The Carpentier family is a noble family of French origins. One of its branches moved to the kingdoms of England and Scotland in the 15th century. Another branch, the Carpentier de Changy family, has been part of the Belgian nobility since 1892.

Branches 
 Carpentier de Changy
 Carpentier de Marigny

Origins 
This family descends from Colinet Carpentier, notary, attorney and manufacturer in Decize. He married Jehanneton de Savigny there on 28 February 1442

Notable members 

 Jehan Carpentier, merchant, master of forges, and councillor of Nevers from 1564.
 Jacques Carpentier de Marigny [fr] (1615-1673), satirical poet and prose writer, prior of Cessy, chamberlain of Christine of Sweden, in the court of the prince of Condé then of the cardinal of Retz, advisor and butler of the King.
 Francois Carpentier (1623-1676), King's Musketeer, volunteer in the company of the gendarmes of the duke of Orleans.
 Sir Arthur Marigni Carpentier, 1st Baronnet Carpentier, of France.
 François Carpentier de Changy (1714-1797), King's Musketeer, participated in the battles of Fontenoy, Rocoux, and Lauffeld and in the siege of Bergen op Zoom where he was injured.
 François Ignace Carpentier, Count de Changy [fr] (1753-1812), French royalist officer.
 Count Eugène Carpentier de Changy (1879-1936), Head of Protocol at the Belgian Ministry of Foreign Affairs.
 Alain Carpentier de Changy (1922-1994), Belgian racing driver.

Baronetcy 
The Carpentier Baronetcy, of France, was a title in the Baronetage of England. It was created under the reign of Richard Cromwell on 9 October 1658 for Arthur Marigni Carpentier, a gentleman of French origin. Nothing further is known of him or the title. The Baronetcy is now extinct.

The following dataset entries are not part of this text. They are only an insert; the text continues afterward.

PR #383, opened 2025-06-09
fix: Locale selection issue with country-specific locales

Uncle-Tio:
## Pull Request Description
Fixed locale selection issue where country-specific locales (like `pt_BR`) were incorrectly falling back to language-only locales (like `pt`). Also improved the UI to display both language and country codes in the locale selector.

## Issue Being Fixed
When users selected `pt_BR` in the interface, the app would use `pt` instead of _Brazilian Portuguese_ because the matching logic only compared languageCode, ignoring countryCode.

## Changes Made
1. **Locale matching logic:**
   - Primary match: Exact match for both language and country codes
   - Fallback match: Language-only match if exact match fails
   - Default fallback _(unchanged)_: English (GB) if no matches found 

2. **Locale display in popup menu:**
   - Now shows country codes alongside language codes
   - Format: "Native Name (LANG-COUNTRY)" or "Native Name (LANG)" for language-only locales

## Checklist

### DIFF
--- a/lib/main.dart
+++ b/lib/main.dart
@@ -291,8 +291,11 @@ class _MainState extends ConsumerState<Main> with WindowListener, WidgetsBinding
             builder: (context, child) => Localizations.override(
               context: context,
               locale: AppLocalizations.supportedLocales.firstWhere(
-                (element) => element.languageCode == language.languageCode,
-                orElse: () => const Locale('en', "GB"),
+                (element) => element.languageCode == language.languageCode && element.countryCode == language.countryCode,
+                orElse: () => AppLocalizations.supportedLocales.firstWhere(
+                  (element) => element.languageCode == language.languageCode,
+                  orElse: () => const Locale('en', "GB"),
+                ),
               ),
               child: LocalizationContextWrapper(child: ScaffoldMessenger(child: child ?? Container())),
             ),
--- a/lib/screens/settings/client_sections/client_settings_visual.dart
+++ b/lib/screens/settings/client_sections/client_settings_visual.dart
@@ -46,7 +46,7 @@ List<Widget> buildClientSettingsVisual(
                         context: context,
                         locale: entry,
                         child: Builder(builder: (context) {
-                          return Text("${context.localized.nativeName} (${entry.languageCode.toUpperCase()})");
+                          return Text("${context.localized.nativeName} (${entry.languageCode.toUpperCase()}${entry.countryCode != null ? '-${entry.countryCode!.toUpperCase()}' : ''})");
                         }),
                       ),
                       onTap: () => ref


lib/main.dart
```diff
@@ -291,8 +291,11 @@ class _MainState extends ConsumerState<Main> with WindowListener, WidgetsBinding
             builder: (context, child) => Localizations.override(
               context: context,
               locale: AppLocalizations.supportedLocales.firstWhere(
-                (element) => element.languageCode == language.languageCode,
-                orElse: () => const Locale('en', "GB"),
+                (element) => element.languageCode == language.languageCode && element.countryCode == language.countryCode,
```
PartyDonut: Most other languages only have the languageCode itself not the country code.

A better solution would be to first fetch all languages with the languageCode and then check if any of those languages also have the countryCode. And either fallback to the first available?

For instance these are the current language codes.

`[ar, cs, de, en, es, fr, it, ja, ko, mr, mt, nb, nl, pl, pt, pt_BR, ro, ru, sk, ta, tr, uk, zh]`

lib/screens/settings/client_sections/client_settings_visual.dart
```diff
@@ -46,7 +46,7 @@ List<Widget> buildClientSettingsVisual(
                         context: context,
                         locale: entry,
                         child: Builder(builder: (context) {
-                          return Text("${context.localized.nativeName} (${entry.languageCode.toUpperCase()})");
+                          return Text("${context.localized.nativeName} (${entry.languageCode.toUpperCase()}${entry.countryCode != null ? '-${entry.countryCode!.toUpperCase()}' : ''})");
```
PartyDonut: Lets move the last part `(${entry.languageCode.toUpperCase()}${entry.countryCode != null ? '-${entry.countryCode!.toUpperCase()}' : ''})"` to a extension method.

PartyDonut (changes requested):
Thanks for fixing this I left a few comments
Let's also move both comments functionality to a locale_extension.dart, currently all extensions are located at lib/util.

lib/main.dart
Uncle-Tio: I don't know if I understood correctly, the current implementation prioritizes the most specific locale first, then falls back to the general one if unavailable. I believe this approach is generally better, prioritizing country-specific locales is preferable due to significant regional differences.

For example:
- `pt_BR` vs `pt` have different vocabulary, currency formats, and cultural contexts
- `en_US` vs `en_GB` differ in spelling, date formats, and terminology
- `es_MX` vs `es_ES` have distinct expressions and cultural references

I understand that only one language has countryCode at the moment, but wouldn't it be more future proof?

Also I didn't take into account how Flutter/Fladder automatically selects the language (first boot). In my case, it was correctly selecting pt_BR, and none of the other languages were affected by this change (the translation itself). But it's necessary to test if the (automatic) selection is okay in the other languages...

lib/screens/settings/client_sections/client_settings_visual.dart
Uncle-Tio: Maybe put it in `localization_helper.dart`?

PartyDonut: That would also be fine.

lib/main.dart
PartyDonut: It would be more future proof, but we still need the check without countryCode. For instance dutch only has the langugae code (nl). But there is Belgium who use Dutch (nl_BE). 
However there is no nl_NL in weblate despite most systems returning nl_NL as locale.

Requiring the countryCode at this point would just break all languages except for pt_BR. So for now I think the safest bet is to add the countryCode check.

In short we should first select all items with the same languageCode and then check for countryCode. If there is no translation for that specific countryCode we should fall-back to the language that has no countryCode. And if there is no translation with that langaugeCode fall back to English.

At this point there are not enough translations to warrent such a specific locale(countryCode) check.

Uncle-Tio: I believe that's what I've done:

1. **It first tries to match `languageCode + countryCode`:**

   ```dart
   firstWhere(
     (e) => e.languageCode == language.languageCode
         && e.countryCode  == language.countryCode,
     …
   )
   ```
2. **If none is found**, it falls back to matching only the `languageCode`:

   ```dart
   orElse: () => AppLocalizations.supportedLocales.firstWhere(
     (e) => e.languageCode == language.languageCode,
     orElse: () => const Locale('en', 'GB'),
   ),
   ```
3. **And finally**, if there’s still no match, it falls back to English (`en_GB`).

To ensure that the “language-only” fallback picks **only** the locale without a country, we could refine the second search like this:

```dart
locale: AppLocalizations.supportedLocales.firstWhere(
  (e) => e.languageCode == language.languageCode
      && e.countryCode == language.countryCode,
  orElse: () => AppLocalizations.supportedLocales.firstWhere(
    (e) => e.languageCode == language.languageCode
        && (e.countryCode == null || e.countryCode!.isEmpty),
    orElse: () => const Locale('en', 'GB'),
  ),
),
```

This guarantees that the `languageCode` fallback won’t accidentally return a locale with a different `countryCode`.

This is actually the default behavior of the MaterialApp:: https://api.flutter.dev/flutter/material/MaterialApp/supportedLocales.html
In fact, if we do it this way, we seem to get the same result (if you want to simplify):
```
            localizationsDelegates: AppLocalizations.localizationsDelegates,
            supportedLocales: AppLocalizations.supportedLocales,
            locale: language,
            builder: (context, child) => LocalizationContextWrapper(
              child: ScaffoldMessenger(child: child ?? Container()),
            ),
```

Uncle-Tio:
Take a look at the changes and see what you think. A few points:

- Now using the default behavior of MaterialApp ([https://api.flutter.dev/flutter/material/MaterialApp/supportedLocales.html](https://api.flutter.dev/flutter/material/MaterialApp/supportedLocales.html)):

   1. Locale.languageCode, Locale.scriptCode, and Locale.countryCode
   2. Locale.languageCode and Locale.scriptCode only
   3. Locale.languageCode and Locale.countryCode only
   4. Locale.languageCode only
   5. Locale.countryCode only when all preferred locales fail to match
   6. Returns the first element of supportedLocales as a fallback

   However, I changed step 6 to use English as the final fallback.
   Also we're not using `Locale.scriptCode`, but that doesn’t seem to be an issue.

- Moved it to an extension in `localization_helper`, as you requested.

- Changed "Unknown" to "English" because when it fell back to English, it was displaying "Unknown"; 
I don't think that's a problem? Languages without a `nativeName` were already returning "English" for some reason, but I'm not sure if we'll actually run into cases with no `nativeName`. The cases I noticed were due to the language file being empty [(app_tr.arb](https://github.com/DonutWare/Fladder/blob/develop/lib/l10n/app_tr.arb), might be worth checking that.
(But if you want to find out why it says Unknown, we can sort it out first)

Let me know if anything's off. Sorry for not opening a discussion before the pull request, I thought it would be a small change. I'll update the initial description as well.

# Testing
- [x] Manually tested the app (Edge) by setting the system locale to an unsupported language: fallback correctly selected English as expected.
- [x] Verified that supported locales such as Korean (ko) and Brazilian Portuguese (pt-BR) were automatically detected and applied correctly.

PR #391, opened 2025-06-15
fix: big files downloads failing in flatpak app

lmgarret:
## Pull Request Description

See https://github.com/DonutWare/Fladder/discussions/381 for context. The flatpak build of the app was writing temporary files in a in-memory `/tmp` directory (as provided by flatpak by default). This was causing downloads of bigger files to fail as it was filling this tmp dir. This PR fixes it by using the host machine's `/tmp` directory.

Carpentier baronets, of France (1658)

Sir Arthur Marigni Carpentier, 1st Baronet

Heraldry

Allied families

See also 
 List of baronetcies in the Baronetage of England

Notes and references

Further reading 

 État présent de la noblesse belge, 1986, pp. 52–59. et 2019, pp. 87–97.
 Paul Janssens et Luc Duerloo, Armorial de la noblesse belge. Tome A-E. Bruxelles, 1992.
 Jean-François Houtart, Anciennes familles de Belgique. Bruxelles, 2008, p. 89. (anno 1442)
 Hervé Douxchamps, Les quarante familles belges les plus anciennes subsistantes : Carpentier de Changy, dans Le Parchemin, 1998, p. 210 et 2000, p. 456.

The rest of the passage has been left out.